WASHINGTON — A Crew Dragon spacecraft splashed down off the California coast April 4, wrapping up a three-and-a-half-day private astronaut mission that was the first crewed flight to orbit the Earth’s poles.
The Crew Dragon spacecraft Resilience splashed down off the coast from Oceanside, California, at 12:19 p.m. Eastern. The four persons on board the spacecraft exited the spacecraft about 45 minutes later, once the spacecraft was brought on board a recovery ship.
This was the first splashdown for a Crew Dragon spacecraft in the Pacific. SpaceX announced last year it would move reentries from near the Florida coast to the California coast to better control the reentry of the Dragon’s trunk section, ensuring it reenters over the ocean. SpaceX had previously allowed the trunk to perform uncontrolled reentries, and in several cases debris from the trunk survived reentry and fell on land.
The splashdown marked the end of the Fram2 private astronaut mission, which launched late March 31 from the Kennedy Space Center. The mission was bankrolled by Chun Wang, a cryptocurrency entrepreneur who said he had a “lifelong curiosity” about the polar regions that led him to fly this mission, the first crewed spacecraft to go over the poles.
Wang served as mission commander, with Jannicke Mikkelsen, a Norwegian cinematographer, serving as vehicle commander of the Dragon spacecraft. Rabea Rogge, a robotics researcher from Germany, was the mission pilot, and Eric Philips, a professional polar explorer from Australia, was the mission specialist and medical officer.
Wang shared some insights from the mission on social media. “The ride to orbit was much smoother than I had anticipated,” he said in one post after a day in orbit. He acknowledged, though, that the “first few hours in microgravity weren’t exactly comfortable” as the crew dealt with space sickness, whose symptoms subsided after the crew slept.
The crew conducted 22 experiments while in orbit, ranging from the first medical X-rays taken in orbit to tests of a device to enable crews to exercise within the limited space inside the spacecraft. All those experiments were completed successfully, said Marissa Rosenberg, senior medical research engineer at SpaceX, on the splashdown webcast.
That research continued after splashdown. The four crew members exited the spacecraft with little or no help from the recovery team on the ship. Rosenberg said before the launch that was intended to get experience for how crews on future missions to the moon and Mars will be able to leave their spacecraft when there are no recovery teams to assist.
The crew also took advantage of their unique orbit to view the polar regions.

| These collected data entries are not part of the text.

PR #2314, opened 2021-01-06
redirect before even render the default layout

nuernbergerA:
As mentioned by @AdvancedStyle [here](https://github.com/livewire/livewire/pull/2223#issuecomment-751668193)

Redirect doesn't work if you use a `redirect()` within `mount()` in Full-Page components.

I don't think this is related, but I noticed that the target URL isn't always the same
| Call        | Url           |
| ------------- |-------------|
|  `$this->redirect('/foo')` | `/foo` |
|  `redirect('/foo')` | `http://localhost/foo` |

therefore I used `assertStringEndsWith()`

### DIFF
--- a/src/Component.php
+++ b/src/Component.php
@@ -48,6 +48,10 @@ abstract class Component
             ->mount($componentParams)
             ->renderToView();
 
+        if ($this->redirectTo) {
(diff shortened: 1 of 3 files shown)


calebporzio:
Thanks Adrian!

PR #2315, opened 2021-01-06
Add set slot method for view object

GertjanRoke:
Hello Caleb,

**Short story:** I wanted one method to fill a slot of a component without also giving the same layout every time.

**Longer story:**
I was setting up a new Laravel project with Jetstream and the new layouts.app layout has this `$header` slot for setting the page title in the navbar, but if you want to set this slot you would need to do something like this: `->layout('layouts.app', ['header' => 'Users'])`.
But after building five components you now have five locations where you are setting the same layout file over and over again.  
This felt a bit nasty for me, so that why I want to add this `->setSlot('header', 'My Page')` to make this better looking and also not having to give the same layout file over and over again.

**Extra info:**
I also added tests for all methods in the `ViewMacros` class including the method I added because there were no tests for it yet.  
Also one failing test, I can't find out why the test about the custom slot can't pass, I followed the docs but maybe I'm doing something wrong or I found a "feature". See test: `ComponentLayoutTest -> can_set_custom_slot_for_a_layout`.

If there is something I should change or can make more clear please let me know and don't feel bad if you give this MR a #noPlansToMerge, no feelings will be hurt. ❤️


joshhanley (changes requested):
@GertjanRoke this looks useful! I can also imagine it being used to set the `$title` of the page on an initial render.

There are a couple of thing you could do to improve this PR.

First one is to rebase all of your changes to the latest master branch. Currently you are using a version from October and as such its ~170 commits behind.

The other thing, I'm not sure why are you calling `Livewire::component` and then using route get, you could just use `Livewire::test`.

So for example, the test that is failing, you could change it to

```php
/** @test */
public function can_set_custom_slot_for_a_layout()
{
    Livewire::test(ComponentWithCustomSlotForLayout::class)
              ->assertSee('baz');
}
```

Hope this helps!

GertjanRoke:
@joshhanley oh I have no idea why my code is so behind.. I will look into that.

I think I tried with the test but didn't seem to work but I will give it a try and see if it works.

Thanks for the feedback 🙏

GertjanRoke:
@joshhanley I tried your way of testing but it doesn't seem to load the layout file then.
Is there a way I can trigger it to also load the layout file?
I think this is done on purpose but not really handy for my tests.

joshhanley:
@GertjanRoke yeah you are right actually it doesn't load the layout which I thought it would, so your original method is fine 🙂

I have dug into why that one test fails, and I think the `->slot` method doesn't actually work 😂 clearly no-one actually uses that!

I was originally thinking it might be better to split this PR into two, one for all the views tests and then another (this one) for your set slot method and the tests just for that.

If you have the time, are you able to do that by creating a PR just with the view tests (and remove them from this one), so we can demonstrate that there is an issue with the `->slot` method and then we can get that fixed first before considering this one?

GertjanRoke:
@joshhanley good idea! I will create the new PR, that's no problem.

GertjanRoke:
@joshhanley I created that new PR to fix the slot method and removed all changes that are not related to this PR.

austenc:
@GertjanRoke if you update your branch with the latest master (and resolve the conflict), I think your tests will pass.

calebporzio:
Thanks for the PR @GertjanRoke, however this functionality already exists by passing a second param of arguments to the `layout` method.

```php
return view(...)->layout(..., ['foo' => 'bar'])
```

Because $slots in layouts are just view variables, a `$header` named slot would also just accept a `'header'` argument as the second param of the layout.

I tested that this works as I described.

I'm guessing this behavior is not well documented. I'm going to close this PR, but would you be willing to PR a writeup to the livewire/docs repo? Thanks!

GertjanRoke:
Hey @calebporzio, sure no problem! Thanks for taking your time to check for another way 👏🏻

GertjanRoke:
Hey @calebporzio,
Sorry I didn't read your message comment correctly.

But like I stated in my first message when making a new Laravel installation and using Jetstreams app layout this is getting a pain in the butt.
Because when I later decide to use a different layout for 50% of my Livewire routes I then need to update all those components just because I'm forced to also give the layout file.

So that's why I thought with adding this method I can avoid telling each component what the layout file is.
I also completely understand that you don't want to maintain something you don't feel it's useful.

On a side note, I think it's already pretty clear in the docs that you can set it from the layout function.

Issue #2145, opened 2020-12-02
Lazy binding does not work as expected for input, checkbox, select


ERFOLGswerkzeug:
### Description
Data binding does not work as expected for input, checkbox, and select multiple using the `.lazy` modifier.
Clicking away from a text input directly into a checkbox or a select multiple does not bind the value of the text input to the underlying property. The text input field is cleared instead.

### Exact steps to reproduce
1. Create a text input using `wire:model.lazy` modifier, bind it to a property
2. Create e.g. a checkbox or a select multiple with using `wire:model.lazy`, bind it to a property
3. Input text into the text input and check the checkbox immediately, without focusing any other element in between
4. The checkbox value is bound, the text input will be cleared or at least flicker

### Stripped-down, copy-pastable code snippets

Component:
```php
<?php

namespace App\Http\Livewire;

use Livewire\Component;

class Form extends Component
{
    public $title;

    public $enabled;

    public $selected;

    public function mount()
    {
        $this->enabled = false;
        $this->selected = [];
    }

    public function render()
    {
        return view('livewire.form');
    }
}
```

Template:
```blade
<div>
    <div>
        Title:
        <input type="text" wire:model.lazy="title">
    </div>
    <div>
        Enabled:
        <input type="checkbox" wire:model.lazy="enabled">
    </div>
    <div>
        Options:
        <select wire:model.lazy="selected" multiple>
            <option value="A">Option A</option>
            <option value="B">Option B</option>
            <option value="C">Option C</option>
        </select>
    </div>
    <hr>
    <div>
        Title: {{ $title }} <br>
        Enabled: {{ $enabled }} <br>
        Options: {{ json_encode($selected) }}
    </div>
</div>

```

**Context**
- Livewire version: 2.3.5
- Laravel version: 8.17.1
- Alpine version: -
- Browser: Chrome, Firefox, Safari

jeffchown:
I can confirm.  Very strange.  When I clicked on the checkbox, Livewire fired two events but in the reverse order I would have expected.  I expected:
- 1st event to `syncInput` the `title` text input
- 2nd event to `syncInput` the `enabled` checkbox

Instead, they fired per the screenshots below - losing/clearing the `title` input in the process:
![image](https://user-images.githubusercontent.com/42819001/100904598-2b877080-3495-11eb-9700-e2990c99dc40.png)

[...]

PR #2340, opened 2021-01-12
Add failing test for lazy input and checkbox issue

joshhanley:
This is a failing test that demonstrates issue #2145.

What happens is if you enter text into an input that has `.lazy` on it, then select a checkbox, the checkbox request is sent first, then moments later another request is sent with the input update, which causes the input to flash.

If I get a chance later I will investigate it to see if I can work out what's going on.

But I suspect it should actually batch the two up together in the correct order, like the other lazy test (in this test file) when typing into an input and clicking submit, but it's not.

Hope this helps!


calebporzio:
Thanks for submitting this @joshhanley.

After digging in, we realized that the safari autofill hack we introduced a while back was causing weird issues like this one.

We've changed our autofill support strategy to something less invasive that made these tests pass and actually fixed some autofill in safari bugs.

Thanks a ton!

joshhanley:
No worries 🙂

Ah right!

leitom:
This introduced the issue in #2612

PR #4376, opened 2021-12-10
Suppress type warning

telkins:
I'm not sure that this is the best solution, but since `parse_str()` expects a string, it made sense to me to cast whatever **this particular call to** `parse_url()` returns to a string.

It seems that `parse_url()`, when specifying the `PHP_URL_QUERY` component, will always return a string or `null`.  So, this seems like a safe solution.

FYI...this is only generating a warning:
```bash
parse_str(): Passing null to parameter #1 ($string) of type string is deprecated in /path/to/vendor/livewire/livewire/src/Features/SupportBrowserHistory.php on line 130
```

So, it's not fixing anything that's broken, but just silencing some of the noise. 🤓 

Please let me know if anyone has any questions/concerns.

Thanks for contributing! 🙌

### DIFF
--- a/src/Features/SupportBrowserHistory.php
+++ b/src/Features/SupportBrowserHistory.php
@@ -127,7 +127,7 @@ class SupportBrowserHistory
     {
         if (empty($referer = request()->header('Referer'))) return [];
 
-        parse_str(parse_url($referer, PHP_URL_QUERY), $refererQueryString);
+        parse_str((string) parse_url($referer, PHP_URL_QUERY), $refererQueryString);
 
         return $refererQueryString;
     }


joshhanley:
@telkins thanks for the PR!

Any chance you could add some tests for this? Please follow our new [contribution guide](https://laravel-livewire.com/docs/2.x/contribution-guide) for more details.

Thanks!

calebporzio:
If all the other tests still pass, I'm good on this one - just an error silencer. Thanks!

joshhanley:
RFC which caused this deprecation notice for future reference - https://wiki.php.net/rfc/deprecate_null_to_scalar_internal_arg

PR #4382, opened 2021-12-13
Fix checkboxes and integers

joshhanley:
This PR fixes an issue #3069 where an array of checkboxes values are pre-filled with integers, aren't being unselected correctly and causing a duplicate when re-selected with both the integer value and a string version of that value in the array.

image

Livewire already had fuzzy matching to take the properties values and check/uncheck the checkbox inputs as required, hence why an array of integers were checked properly on initial load.

But it had strict matching when doing the reverse and taking the values of the checkboxes, which were checked, and updating the properties values.

This PR changes the input -> property updating to also be fuzzy matched.

Hope this helps!


calebporzio:
Perfect, thanks Josh!

PR #4398, opened 2021-12-16
Fix Calling reset() on an object is deprecated

reefki:
The Laravel `head()` helper is an alias of PHP `reset()`, after upgrading to PHP 8.1, Ray keeps showing depreciation notice:

```
reset(): Calling reset() on an object is deprecated in .../vendor/laravel/framework/src/Illuminate/Collections/helpers.php on line 158
```

This fix ensures that `ComponentAttributeBag` is treated as an `array` to remove the deprecation notice.


calebporzio:
Perfect! Thanks!

PR #4406, opened 2021-12-17
Fix cursor pagination in bootstrap

nshiro:
Yes, it is needed. I first discussed it because I couldn't run test. #4387 

Yes, I did.

No.

No.

In v2.8.2, cursor pagination feature was added #3215 but it's not working when using bootstrap theme.

### Steps to reproduce
ShowUsers.php
```php
{
    use WithPagination;

    protected $paginationTheme = 'bootstrap';

    public function render()
    {
        $users = User::query()
            ->orderByDesc('id')
            ->cursorPaginate(10);

            'users' => $users,
        ]);
    }
}
```
show-users.blade.php
```
{{ $users->links() }}
```
I get an error like so.
```
BadMethodCallException
Method Illuminate\Database\Eloquent\Collection::getPageName does not exist. (View: /___MY_PATH__/vendor/livewire/livewire/src/views/pagination/simple-bootstrap.blade.php)
```

When compared with 'simple-tailwind.blade.php', I think this is the right solution.
I didn't run test because I got errors while dusk testing.
But of course I tested with my brower manually.

Thanks for contributing! 🙌
🙌

### DIFF
--- a/src/views/pagination/simple-bootstrap.blade.php
+++ b/src/views/pagination/simple-bootstrap.blade.php
@@ -10,7 +10,7 @@
                 @else
                     @if(method_exists($paginator,'getCursorName'))
                         <li class="page-item">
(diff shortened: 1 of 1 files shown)


calebporzio:
Thanks!

PR #4437, opened 2021-12-21
[PHP 8.1] Fix deprecation warning reset(): Calling reset() on an object is deprecated

geisi:

No

2️⃣ Did you create a branch for your fix/feature? (Master branch PR's will be closed
Yes

Only this fix

No tests are needed for deprecation warnings

Thanks for contributing! 🙌

Hello,

on a PHP 8.1 installation our deprecation.log was spammed by following message:

```bash
reset(): Calling reset() on an object is deprecated in /home/swwv-iob/swwv-iob.test.ecoplan-crm.com/vendor/laravel/framework/src/Illuminate/Collections/helpers.php on line 158
```

Digging deeper into this problem I found the particular code in the *LivewireServiceProvider.php* when the wire *ComponentAttributeBag* macro is registered. I'm not quite sure why this head() helper was used in this case indeed I think it was not necessary because the head() helper is called on the attributes array afterwards. So the result should always be the same.

These deprecation warnings occur every time a livewire component with registered query string vars is rendered.

All unit tests are still passing so I think this fix does not break anything.

### DIFF
--- a/src/LivewireServiceProvider.php
+++ b/src/LivewireServiceProvider.php
@@ -243,7 +243,7 @@ class LivewireServiceProvider extends ServiceProvider
         // Early versions of Laravel 7.x don't have this method.
         if (method_exists(ComponentAttributeBag::class, 'macro')) {
             ComponentAttributeBag::macro('wire', function ($name) {
-                $entries = $this->whereStartsWith('wire:'.$name)->getAttributes();
+                $entries = $this->whereStartsWith('wire:'.$name)->attributes;
 
                 $directive = head(array_keys($entries));
                 $value = head(array_values($entries));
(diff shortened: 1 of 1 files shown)


joshhanley:
@geisi thanks for the PR! We actually just merged a fix for this yesterday in PR #4398.

Can you confirm if pull down master into your project that it fixes the deprecation issue?

Thanks!

geisi:
@joshhanley Yeah it seems that the existing pr already fixes the problem shame on me I did not recognise it. So im gonna close this one. Thank you for your fast reply.

joshhanley:
@geisi no worries! Thanks for your effort and for confirming 🙂

PR #4450, opened 2021-12-24
FIX keep child components even when a parent component is skipped rendering.

nshiro:
Yes, I did. #4447

Yes, I did.

No.

Yes, it does.

When you use 'skipRender' in a parent component, child components will get initialized next time you don't skip rendering. I described it in detail in #4447

Thanks for contributing! 🙌
Thank you & Merry Christmas! 🙌


calebporzio:
Thanks for this!

PR #4485, opened 2022-01-07
handle SPLFileInfo deprecation notices

fabio-ivona:
This PR will add `#[\ReturnTypeWillChange]` to `TemporaryUploadedFile.php` in order to suppress deprecation notices thrown because of SPLFileInfo new deprecations

The fix would be to make the methods compatible with SPLFileInfo, but it would mean a breaking changes, so I've not done it yet

### DIFF
--- a/src/TemporaryUploadedFile.php
+++ b/src/TemporaryUploadedFile.php
@@ -23,6 +23,7 @@ class TemporaryUploadedFile extends UploadedFile
         parent::__construct(stream_get_meta_data($tmpFile)['uri'], $this->path);
     }
 
+    #[\ReturnTypeWillChange]
     public function getPath()
     {
         return $this->storage->path(FileUploadConfiguration::directory());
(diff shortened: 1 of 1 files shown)


joshhanley:
@fabio-ivona thanks for the PR!

Will having attributes in the code cause any issues for any older versions of PHP? I assume not as all the tests have passed, but thought I'd check 🙂

If there is not issues, then yeah I think this is the better solution as it's not a breaking change. Plus I'm not sure how Caleb would feel about having return types 😬

fabio-ivona:
Afaik attributes don't break old code, they should be interpreted as comments

joshhanley:
Ok sweet!

samirmhsnv:
why this PR not getting merged?

calebporzio:
Ok, this has been fixed in #4544 - closing. Thanks for the contribution!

Wang, in one post, almost sounded disappointed with his views of Antarctica. “Unlike previously anticipated, from 460 km above, it is only pure white, no human activity is visible,” he wrote.
He had a different impression, though, of seeing the Arctic islands of Svalbard, which are too far north to be seen on missions to the International Space Station. “I often say Fram2 is a Svalbard mission,” he wrote, noting that crew met on Svalbard and that he planned the mission while living there. “From this perspective, the mission has perfectly achieved its goal.”